An 8 Col. LEPSI IP/FE-USP 2011

 

Fragmentos de estudo de um caso: Claudia e o bom de bola

 

Fragments of a case study: Claudia and the "ace" with a ball

 

 

Maria Cecília Costa OliveiraI; Sávio Silveira QueirozII

IPsicanalista. Analista-membro da Escola Lacaniana de Psicanálise de Vitória. Diretora da Escola da Ilha-Florescer, em Vitória-ES. Mestranda do Programa de Pós-Graduação em Psicologia da Universidade Federal do Espírito Santo. Endereço: Rua Constante Sodré, 961/702, Praia do Canto, Vitória-ES. CEP 29055 420. Tel: 27-32255261. cecilia@florescer-ilha.com.br
IIProfessor Associado do Departamento de Psicologia Social e do Desenvolvimento da Universidade Federal do Espírito Santo. Endereço: Rua Arthur Czartoryski, 587/903, Jardim da Penha, Vitória-ES. CEP 29060 370.  Tel:27-81348960. savioqueiroz@terra.com.br

 

 


RESUMO

Apresentaremos um fragmento de um estudo de caso com objetivo exploratório que investigou as concepções do professor a respeito da transferência na relação professor-aluno e como tais concepções são por eles construídas.

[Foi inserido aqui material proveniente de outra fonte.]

PR #6589, opened 2021-06-07
[bitnami/common] extend common.labels.matchLabels with .Values.extraMatchLabels

### LINKED ISSUE #6588: [bitnami/common] extend common.labels.matchLabels with .Values.commonMatchLabels
**Which chart**: redis, `v14.3.4`

When some charts (e.g. redis, etc.) are used multiple times as sub-charts (with different aliases) in an umbrella chart, matching labels confusing pods from these sub-charts.

It is possible to introduce additional set of matching labels that can be supplied through values files, that can remove this confusion.

kuznero:
**Description of the change**

Make it possible to supply `.Values.extraMatchLabels` that become part of matching labels but supplied from values files.

**Benefits**

Makes it possible to re-use same chart (e.g. redis) as sub-chart multiple times without confusing pods through same matching labels.

**Applicable issues**

  - fixes #6588

**Additional information**

**Checklist** 


kuznero:
PR is ready for review

miguelaeh (commented):
Hi @kuznero ,
Thank you very much for the PR.
I have two comments about it. If I understood the use case properly, which is deploy the same chart as a dependency more than once, `commonMatchLabels` would not be an appropriate name from my point since they are actually not common but intended to be different match labels provided manually.
Also, I think that we would need to update the values.yaml and READMEs of the rest of charts, if not, no one will know about this new parameter.

kuznero:
Hi @miguelaeh, thanks for the quick feedback. What would be your recommendation for the name that I should change it to? The following options come to mind:

- `customMatchLabels`
- `additionalMatchLabels`
- `extraMatchLabels`

kuznero:
I also updated the `README.md`, please let me know if you think that is not sufficient.

kuznero:
Hi @miguelaeh, I fixed the name and also updated the README. It is ready to be reviewed again.

bitnami/common/README.md
```diff
@@ -87,6 +87,8 @@ The following table lists the helpers available in the library which are scoped
 | `common.labels.standard`    | Return Kubernetes standard labels                    | `.` Chart context |
 | `common.labels.matchLabels` | Return the proper Docker Image Registry Secret Names | `.` Chart context |
 
+`common.labels.matchLabels` might include extra labels if necessary from `.Values.extraMatchLabels`. This might be necessary when a chart is used multiple times in an umbrella chart in order to ensure different stateful sets or deployments are not using overlapping match labels.
```
miguelaeh, line 90: We can't set this here since we are implementing the autogeneration of the READMEs and this message will disappear.

miguelaeh (commented):
Hi @kuznero ,
After thinking about it, I think that it would be better to add the 
```
{{- if .Values.extraMatchLabels }}
{{- range $key, $value := .Values.extraMatchLabels }}
{{- end }}
{{- end }}
```

to each chart where it is needed. It would be the way to take into account the parameters in order to add them to the respective values.yaml and also to the READMES of the charts where it can be set. I feel that adding this change at the common level will hide the parameters for the rest of users.

bitnami/common/README.md
kuznero: Hi @miguelaeh, I assumed this is a very generic thing that might be required by most charts when used multiple times in an umbrella chart. But I understand the concern. Will update this PR shortly to be on a specific chart level (Redis) instead.

kuznero:
Hi @miguelaeh, I localized the change on [bitnami/redis] chart where I needed it in the first place, and removed any changes to [bitnami/common] as you suggested. Please review.

kuznero:
Hi @miguelaeh, it is getting a bit hairy when done on a chart's level. What is missing in the current implementation is `common.affinities.pods` template that in turn is using `common.labels.matchLabels`. Thus, current approach in this PR is not going to work for affinities when I would really need to use `redis.labels.matchLabels` re-defined on a chart's level. And if I will find a way to override all references to `common.labels.matchLabels` it will be a lot more difficult to maintain going forward.

Thus I would ask if it makes sense to still try to change `common.labels.matchLabels` in `common` to include `.Values.extraMatchLabels` instead of pushing this logic down onto the chart's level?

miguelaeh:
Hi @kuznero ,Thank you very much for the changes. I think in that case we should try to add a new parameter to the affinity function in order to pass the `extraMatchLabels`. i.e. add the parameter in the common chart and the logic to set them if they are passed, and use them when necessary in the redis chart.
An important point doing that is to verify that does not break any backwards compatibility and it continues working in the rest of charts that are not passing that parameter without issues.

kuznero:
> 
> 
> Hi @kuznero ,Thank you very much for the changes. I think in that case we should try to add a new parameter to the affinity function in order to pass the `extraMatchLabels`. i.e. add the parameter in the common chart and the logic to set them if they are passed, and use them when necessary in the redis chart.
> An important point doing that is to verify that does not break any backwards compatibility and it continues working in the rest of charts that are not passing that parameter without issues.

Hi @miguelaeh, I reverted it to the minimum necessary changes in common. Affinity related things addressed this way automatically as it simply includes `common.labels.matchLabels` there. The only question I have at this point is how to document it such that it becomes clear to the consumers of common chart as well as other charts.

miguelaeh:
Hi @kuznero ,
I think I maybe did not explain properly what I was trying to say. I was not talking about reverting to the initial change but to add a new parameter to the affinity function in the common chart, to the `dict` section. So, in the Redis chart, when calling the affinity functions, you will need to pass the extraMatchLabels to the function call.
Have in mind, the common chart is thought to be used as a function library so we don't like the idea of adding default parameters in the common chart. What we should do is to add the capability to pass the parameters when needed to the functions.

kuznero:
Hi @miguelaeh, sorry the confusion, and thanks for clarifying the guiding principles behind [bitnami/common] chart. I hope I am following your guidelines better this time. In this PR there is a change to [bitnami/common] that adds parameters to affinity templates as dictionary entries.

And this is how it will look in [bitnami/redis] (on the following PR, after new common will be accepted) when I will implement it there: [kuznero/redis-matching-labels](https://github.com/kuznero/charts/commit/5d92836761037972b806e8303dd71cdbd784e7d5) branch.

bitnami/common/templates/_affinities.tpl
```diff
@@ -47,17 +47,21 @@ Return a nodeAffinity definition
 
 {{/*
 Return a soft podAffinity/podAntiAffinity definition
-{{ include "common.affinities.pods.soft" (dict "component" "FOO" "context" $) -}}
+{{ include "common.affinities.pods.soft" (dict "component" "FOO" "extraMatchLabels" .Values.extraMatchLabels "context" $) -}}
```
miguelaeh, line 50: Hi @kuznero ,
Thank you very much for all the changes!

Did you check that this will continue working with the rest of charts that are not passing the `extraMatchLabels`?

kuznero: Yes, I set it to empty `dict` by default. Checked it with `redis` chart.

miguelaeh (approved):
Thank you very much for all the changes!
LGTM!

PR #6592, opened 2021-06-07
[bitnami/discourse] Fix URLs for emojis and attachments

### LINKED ISSUE #6572: [bitnami/discourse] 127.0.0.1 being used as hostname in attachment previews
**Which chart**:
discourse 4.0.0

**Describe the bug**
We used chart v2.1.1 for months with no problems. After upgrading to 4.0.0, when creating posts with image uploads, the preview URLs are created by Discourse with a hostname of 127.0.0.1. Both `discourse.host` and `discourse.hostname` are set in the values YAML.

For example:

```
<img src="https://127.0.0.1/secure-media-uploads/optimized/2X/5/[redacted].png" alt="[redacted]" data-base62-sha1="[redacted]" width="500" height="500" class="d-lazyload d-lazyload-hidden">
```

**To Reproduce**

As above.

**Expected behavior**

The preview URLs are created as before, with the correct hostname.

v1.21.1

marcosbc:
**Description of the change**

In version 4.0.0 we introduced major changes to the chart. However we missed a minor thing that caused Sidekiq to continue using old configuration that would break any generated URLs.

Before the Sidekiq container needed to wait for the Discourse container to be ready (listening on port 3000). However that logic was improved and now instead it is waiting for DB migrations to be completed, to consider the DB ready to start.

Note that Sidekiq is used for things such as generating URLs for attachments so if it uses the wrong URLs, wrong ones will be generated. Now, URLs from the [`templates/configmaps.yaml` template](https://github.com/bitnami/charts/blob/master/bitnami/discourse/templates/configmaps.yaml) will be used instead.

**Benefits**

Attachments show proper URL.

**Possible drawbacks**

None.

**Applicable issues**

  - fixes #6572
  - fixes https://github.com/bitnami/bitnami-docker-discourse/issues/130

**Additional information**

**Checklist** 

### DIFF
--- a/bitnami/discourse/Chart.yaml
+++ b/bitnami/discourse/Chart.yaml
@@ -35,4 +35,4 @@ sources:
   - https://github.com/bitnami/bitnami-docker-discourse
   - https://github.com/spinnaker
   - https://www.discourse.org/
-version: 4.0.0
+version: 4.0.1
--- a/bitnami/discourse/templates/deployment.yaml
+++ b/bitnami/discourse/templates/deployment.yaml
@@ -157,10 +157,6 @@ spec:
           env:
             - name: BITNAMI_DEBUG
               value: {{ ternary "true" "false" .Values.image.debug | quote }}
-            - name: DISCOURSE_HOST
-              value: "127.0.0.1"
-            - name: DISCOURSE_PORT
-              value: "3000"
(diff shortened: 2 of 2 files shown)


marcosbc:
Tested locally and it works.

juan131 (approved):
LGTM! Thanks for the quick fix @marcosbc

PR #6594, opened 2021-06-07
[bitnami/grafana operator] Make the securityContexts more customizable.

Cellebyte:
**Description of the change**

**Benefits**

Make `containerSecurityContext` and `podSecurityContext` more user friendly.

**Possible drawbacks**

**Applicable issues**

  - fixes #

**Additional information**

**Checklist** 


bitnami/grafana-operator/values.yaml
```diff
@@ -102,6 +102,9 @@ operator:
     enabled: true
     runAsUser: 1001
     runAsGroup: 1001
+    capabilities:
+      drop:
+      - ALL
```
pablogalegoc, line 107: Why are we dropping all capabilities when the containers are running by default as non-root and also setting the `allowPrivilegeEscalation` to false?

pablogalegoc (commented):
Hi @Cellebyte, thanks for your contribution! Check out the comment I left when you have time

bitnami/grafana-operator/values.yaml
Cellebyte: I just added it to comply with our policies which ask for that. It is not needed and if I should not add it we can drop it from the `securityContext`

pablogalegoc: Then in this case I would remove it just to keep the PR only related to the configurability improvements. Thank you very much for your work!

Cellebyte: Should i bump then only the patch release?
This is not changing the behaviour of the `values.yaml` interface

pablogalegoc: Yes, just bump the patch version. Thank you!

Foi possível reconhecer como algumas identificações imaginárias dos professores podem vigorar como entraves, seja na aprendizagem seja nas relações com seus alunos, e que saber lidar com crianças especiais, como relatado por Cláudia, requer necessariamente que se tenha um bom saber a respeito de aspectos subjetivos presentes na relação professor-aluno.

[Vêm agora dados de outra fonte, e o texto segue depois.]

PR #6616, opened 2021-06-09
[bitnami/redis-cluster] Replace cluster creator job by cluster update job in pdb selector

mboutet:
**Description of the change**

Replace cluster creator job by cluster update job in pdb selector as the creator job was removed some versions ago. The initialization is now done directly inside the first pod of the statefulset.

**Benefits**

Less unused code is in the chart.

**Possible drawbacks**

None I can think of.

**Applicable issues**

None.

**Additional information**

None.

**Checklist** 

### DIFF
--- a/bitnami/redis-cluster/Chart.yaml
+++ b/bitnami/redis-cluster/Chart.yaml
@@ -23,4 +23,4 @@ name: redis-cluster
 sources:
   - https://github.com/bitnami/bitnami-docker-redis
   - http://redis.io/
-version: 6.1.4
+version: 6.1.5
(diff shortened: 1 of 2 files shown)


migruiz4:
Hi @mboutet,

Thank you very much for your contribution! Your PR looks good to me. 

I'm wondering if we should include the `*-cluster-update` job in the PDB exclusion list. 
Adding @miguelaeh to the discussion.

mboutet:
I don't use the update cluster job, but it would make sense to have it. Otherwise, the PDB will take into account the job. Waiting for your inputs.

miguelaeh:
Hi guys,
I agree that job must be excluded from the list of the PDB. The job must be run only once until marked as completed.

migruiz4:
Thank you @miguelaeh for your input!

@mboutet would you mind modifying this PR to instead replace the excluded job with `*-cluster-update`?

Your contribution looks good to me and I would have no problem merging as it is, but I think it would be better if we could fix two issues in one change.

mboutet:
@migruiz4, done!

migruiz4:
Great! Thank you very much for your contribution @mboutet.

migruiz4 (approved):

Palavras-chave: Psicanálise. Educação. Transferência.


ABSTRACT

We present a fragment of an exploratory objective case study that investigated the teacher conceptions regarding transfer in a teacher-student relationship and how such concepts are constructed by them.

It  was  possible  to  recognize   how  some  teacher's  imaginary identifications may apply as bindings, whether in learning, or in relations with their students; also, that knowing how to work/deal with children who require special attention, as reported by Claudia, necessarily requires one should have good knowledge about subjective aspects present in a teacher-student relationship.

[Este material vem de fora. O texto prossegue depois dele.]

PR #6639, opened 2021-06-11
[bitnami/mongodb] Standardize certificates autogeneration

migruiz4:
**Description of the change**

Standardize the certificate autogeneration to use the same settings as the other charts.

**Benefits**

All the charts with TLS should have similar settings.

**Possible drawbacks**

IMPORTANT: Certificates won't be autogenerated by default, users will now have to set `tls.autoGenerated=true` for that to happen. Otherwise, a warning asking to provide a caCert or a caKey will be displayed using `required`.

**Checklist** 


Mauraza (approved):
Hi @migruiz4,

Thanks for the PR!, LGTM!!

PR #6645, opened 2021-06-11
[bitnami/solr] Add support for autogenerated certs

alvneiayu:
**Description of the change**

The autogenerated certs support allow us to generate automatically certificates to test or to verify that the TLS/SSL is working properly.

**Benefits**

Make easy to test SSL scenarios.

**Checklist** 


bitnami/solr/values.yaml
```diff
@@ -157,6 +160,39 @@ tls:
...
+      ## lines, adjust them as necessary, and remove the curly braces after 'resources:'.
+      ##
+      limits: {}
+      ##   cpu: 100m
+      ##   memory: 128Mi
+      ##
+      requests: {}
+      ##   cpu: 100m
+      ##   memory: 128Mi
+      ##
```
migruiz4, line 194: Please check the references to these values.

They are always referred to as `tls.resources`, but here are defined as `tls.image.resources`.

alvneiayu: good catch. Thanks @migruiz4

pablogalegoc (approved):
There are conflicts with the `Chart.yaml` but other than that LGTM!

pablogalegoc:
LGTM!

PR #10042, opened 2022-05-05
[bitnami/rabbitmq] Use short DNS names for clustering

VannTen:
### Benefits
In a kubernetes pod, /etc/resolv.conf default setup is:

```
search <namespace>.svc.<clusterdomain> svc.<clusterdomain> <clusterdomain> <other searchs domain ...>
options ndots:5
```

using pod.service.namespace.svc.clusterdomain for clustering is less
predictible than using short names:
If clusterdomain = cluster.local, local search will be bypassed, but
if it does not contain '.', it will not, thus performing a DNS query for
each searchdomains.
Regardless of the clusterdomain, the short name (pod.service) will only
need one DNS query, matching with the first search domain.

This also make the manifest simpler.

### Possible drawbacks

N/A

### Checklist


fmulero (dismissed):
Thanks @VannTen.  LGTM, I'll run some extra test, if everything goes well, your changes will be merged soon

VannTen:
Anything missing from my side ?

fmulero:
I think the problem we are facing is related to the fact that we are creating a cluster with the FQDN names (as it was in previous version), running an upgrade with the short names. To be honest I couldn't test it, did you face any issue when you applied these changes in your environment?

VannTen:
> I think the problem we are facing is related to the fact that we are creating a cluster with the FQDN names (as it was in previous version), running an upgrade with the short names. To be honest I couldn't test it, did you face any issue when you applied these changes in your environment?

Sorry for taking a long time to answer.

I just had the occasion to test the upgrade. Initially I thought this
was due to the fact that we're not using persistence for our rabbitmq,
but I was able to perform the upgrade with it enabled without problems
on my environment (k8s 1.19.9).

I tested the following values:
```yaml
replicaCount: 3
clusterDomain: <custom domain>
persistence:
  enabled: false
image:
  debug: true
```
and 
```yaml
replicaCount: 3
clusterDomain: <custom domain>
persistence:
  enabled: false
image:
  debug: true
```
doing a fresh install from b42600d13 and upgrading to 886f258ef

Would you have more details on the problem you're facing on your side ?

fmulero (dismissed):

mjfitzge:
This PR wipes rabbitmq when applied to existing clusters. It changes the volume names within rabbitmq so all existing data is lost. This should be rolled back or come with a massive warning/major version release to prevent people losing data they care about. Luckily for us this was caught in a development upgrade... others won't be so lucky. We tested on another development cluster with the version before this PR and had no data loss.

fmulero:
Hi @mjfitzge. Thanks for raising this issue so quick.

This change causes that an existing cluster  upgraded to this version looks like it's been deleted, but if you come back to previous version, queues and persistent messages are still there, so I' m not sure what you mean with:

> It changes the volume names within rabbitmq so all existing data is lost

I am trying to find a workaround for who is facing this issue, so any help is welcome

dyvol777:
@fmulero we lost all data in this upgrade. But we had `forceboot` option enabled, so this (with changing data folder) could be a reason of this.

arthurk:
This upgrade also broke our rabbitmq and all data was missing (luckily in staging). We reverted back to the previous version which fixed it

PR #10047, opened 2022-05-05
[bitnami/redis] Allow deploying multiple masters

eduardobr:
Signed-off-by: Eduardo Semprebon <eduardobr@gmail.com>

### Description of the change

When configured with Kubernetes features like internalTrafficPolicy (1.22+) and podAntiAffinity, we can afford an interesting setup with multiple masters, for example:
- Set master.service.internalTrafficPolicy=Local
- Create a podAntiAffinity to never schedule more than 1 master per node.

As a result replicas in each node will see only a single master inside the node.

### Benefits

- Cheaper and faster traffic as master <-> replica and writer <-> master communication will happen only within nodes.
- High availability without limitations of Redis Cluster, because with multiple masters we can create a PodDisruptionBudget to ensure at least one master is available all the time.

Cache writers can simply be deployed across all nodes and they will only see the master of own node with master.service.internalTrafficPolicy=Local.

In summary, we can replicate a whole stack of Writer Application + master + replicas per node.
Consumers could be optionally restricted to replicas of the own node or all replicas of the cluster.

### Possible drawbacks

Requires specific configuration in other properties of the values file to work well, as mentioned above.

### Applicable issues

N/A

### Additional information

- Ideally the property should be called `master.replicaCount` instead of `master.count`, but that would confuse the term replica from statefulset with redis replicas of master.
- When deploying a single master, there's no need to go through a non-headless service, that's why the conditional in master statefulset.yaml

### Checklist


alemorcuq:
Is this supported by Redis? How does intra-master communication work?

alemorcuq:
Sorry for the late follow up.

There's something I don't understand: if the masters are independent and unable to see each other, how do we achieve full replication? How do we make sure what's written to one master gets to other masters?

alemorcuq:
Sounds interesting, but it completely changes the way the chart currently works so I'm not sure about changing the behaviour by default. What are your thoughts on this @javsalgar ?

alemorcuq:
Forget about my last message, I didn't notice the replica field is currently hardcoded. I think this would be a nice addition. Could you please add a section to the README explaining how this works when # masters > 1 and that this is currently an experimental feature?

eduardobr:
Thanks for reviewing @alemorcuq 
I've included in README an explanation and recommendation for when master.count > 1

Additionally, fixed a text about `The replicas will be read-replicas of the master`. This is just the default value of redis and replicas can be writable if desired by setting `replica-read-only no` in redis config.

alemorcuq:
The DCO is missing, could you please sign it?

eduardobr:
@alemorcuq, when following the instructions from the DCO Details to signoff all commits using rebase, something went bad.
I'll take a look and revert those hundreds of commits

alemorcuq:
> @alemorcuq, when following the instructions from the DCO Details to signoff all commits using rebase, something went bad. I'll take a look and revert those hundreds of commits

The diff looks fine, but the DCO is still missing.

eduardobr:
@alemorcuq I have rewritten the history with a single commit, signed off. DCO should pass now.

Keywords: Psychoanalysis. Education. Transfer.


 

 

A transmissão de conhecimentos, própria do campo educacional escolar, passa por uma dinâmica que está para além do "eu ensino e você aprende". Há, necessariamente, uma relação que se estabelece entre professor e aluno que poderá viabilizar a aprendizagem, contribuir ou prejudicá-la.

Na atualidade, acompanhamos diversos conflitos no espaço escolar, muitos deles, acreditamos, poderiam ser evitados ou minimizados se os educadores pudessem considerar a hipótese do inconsciente e a existência da transferência, especialmente na relação entre professor e aluno.

A transferência é conceituada por Freud como a repetição de estereótipos elaborados a partir das experiências infantis mais remotas e da disposição inata. Constitui o modo específico de cada sujeito relacionar-se com os outros ou de conduzir-se na vida erótica. Toda relação humana guarda a marca dessa singularidade, construída na infância a partir da relação com seus pais. Esses estereótipos são deslocados inconscientemente para a figura de outras pessoas e são vividos como eventos atuais.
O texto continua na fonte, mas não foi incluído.